ANOTHER shoe has dropped in the wrenching Baby M case. A New Jersey judge has granted Mary Beth Whitehead Gould broad rights to visit the daughter she bore under contract for William and Elizabeth Stern but then decided she wanted to keep. The Sterns have said they will not appeal the ruling, which, like many child-custody arrangements, details elaborately which holidays little Melissa is to spend with the Sterns and which with Mrs. Whitehead Gould.
Like almost everything connected with this case, the ruling is an unsatisfactory improvisation. It shows the conflict between what may be best public policy and what may be best for the child.
The public-policy question here is whether ``surrogate mothering,'' particularly on a commercial basis, is to be encouraged. Mindful though we are of the private misery of those who want but do not have children of ``their own,'' our answer is no. The Baby M case is being repeated elsewhere. If those who would contract out their childbearing see how the Sterns are having to adjust, they might think twice, which might not be a bad thing.
It is certainly hard, however, to imagine what Melissa - now two years old - will make of this curious custody arrangement. Can it be in her best interest? One might argue that the Sterns offer Melissa a much more affluent, cultured, stable environment in which to grow up than does the Whitehead Gould family.
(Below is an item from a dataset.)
PR #449, opened 2025-07-24
refactor(keysplit): Use `eth2_keystore` from LH instead of reimplementing it

dknopik:
Lighthouse has code for reading and decrypting eth2 keystores, so let's use it instead of our own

In this case, surely, one might say, the biological father's claim is stronger.
But it will always be so. Would-be fathers who can afford a surrogacy contract could be expected to have the advantage - economically and otherwise - over the women they engage to bear their children. To accept commercial surrogacy is to invite a diminution of the status of women, to say nothing of the family.
Meanwhile, we wish Melissa all the best for as normal and happy growing-up years with her parents - all of them - as possible.